El
estudio en materia hidrológica relacionada con la operatividad del Acueducto Independencia,
culmina con alentadoras noticias. Las da a conocer César Lagarda Lagarda,
director de la Cuenca del Noroeste (CONAGUA), conjuntamente con el hidrogeólogo
de la empresa ”Mekorot”, Emmanuel Schachmai, de Israel, en cuyo país operan
plantas desalinizadoras para el abasto del agua que consume la población
hebrea.
Habrá
agua para todos. Es decir, para los consumidores sonorenses de ciudades y del
campo, siempre y cuando se atienda la instrucción de tratar las aguas del mar
por medio de tecnologías modernas, y dar a la política su lugar: entidad
planificadora, previsora y con sentido económico y social.
No
existe, y los expertos lo saben, país en el planeta como no sea Israel, capaz
de dar un dictamen certero acerca del uso y usufructo del agua en términos cuantitativos
y cualitativos, sin descontar el cuidado en los costos socioeconómicos, y en oportunidad
para hacerlo; previsor de efectos en el medio ambiente a cortos, medianos y
largos plazos.
Ariel
Roffe, nuestro acompañante en Israel, del Ministerio de Relaciones Exteriores,
nos decía en tono coloquial. “El agua con la que hoy tomaron su baño en el
hotel, provenía del mar”. Rumbo a Tiberíades, después de haber dejado las
costas del Mar Muerto y los paisaje de Masada, los florecientes huertos y
plantaciones de los kibutzim, nos hacían recordar a Emma, mi esposa, y a mí,
que los migrantes judíos de hace cien años tuvieron que enfrentarse a la
malaria, a la aridez y a la escasez de agua durante los años heroicos cuando
refundaron la Patria de sus antecesores.
Israel
es hoy, merced al genio de sus políticos visionarios y por la dedicación y
creatividad de sus planificadores y tecnólogos, el país abastecedor de flores,
frutas y productos perecederos, de
Europa y en particular de Holanda.
Sus
gentes del campo, inspirados en el ejemplo de los padres fundadores del Israel
moderno, son los principales beneficiarios del trabajo inventivo en el área
tecnológica a fin de hacer de Eretz
Israel un vergel en medio de la adversidad y a los líderes del Estado judío los
propagadores, dentro y fuera del país, de las ventajas que hay en la aplicación
tecnológica de las ciencias del mar, de los experimentos y de la investigación
en cuestiones ambientales y el desarrollo agrícola en comunidades (kibutzim)
productoras de alimentos.
El
agua, se dice, como el aire y la tierra, es de todos y para todos.
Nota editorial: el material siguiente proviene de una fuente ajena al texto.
PR #469, opened 2024-05-17
build: Require deephaven-core>=0.34.0 for plotly-express

mofojed:
- Needs the runChartDownsample function exposed, which was pushed with PR https://github.com/deephaven/deephaven-core/pull/5409 and in deephaven-core v0.34.0

### DIFF
--- a/plugins/plotly-express/setup.cfg
+++ b/plugins/plotly-express/setup.cfg
@@ -25,6 +25,7 @@ package_dir=
     =src
 packages=find_namespace:
 install_requires =
+    deephaven-core>=0.34.0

Siempre y
cuando, acotamos, se atienda la normatividad en las diversas actividades. Ha
sido y puede llegar a ser motivo de rivalidad, violencia y confrontación. Es,
cabe esperar en el caso del Acueducto Independencia, ocasión para unir
voluntades, vincular esperanzas y proyectos, haciendo de su uso y usufructo una
oportunidad a fin de rehacer lo maltrecho, restañar heridas y devolver tranquilidad
y certidumbre, entre otros bienes, a sus legítimos poseedores.
Desalar
el agua es la divisa. Construir con premura plantas potabilizadoras con
tecnología de punta y asesoría de empresas, por ejemplo “Mekorot”, y asesoría de
científicos como Emmanuel Shamchmai. Están de plácemes, sin duda, personajes
encomiables al frente de esta causa. que es la de todos los sonorenses: Rogelio
Díaz Brown, el lúcido alcalde de Cajeme, junto con el persuasivo secretario del
Municipio Antonio Alvidrez; los diputados Faustino Félix Chávez y Abel
Murrieta, así como líderes de la talla de Adalberto Rosas (Movimiento
Ciudadano), Tomás Rojo, Mario Luna, dirigentes de la atribulada Tribu.
Felicitaciones
a César Lagarda Lagarda, pues la noticia hace recordar que fue uno de los
primeros en advertir, a tiempo, acerca de la prioridad en la construcción de
plantas desalinizadoras. Pero su voz, sabemos, se había perdido en el desierto.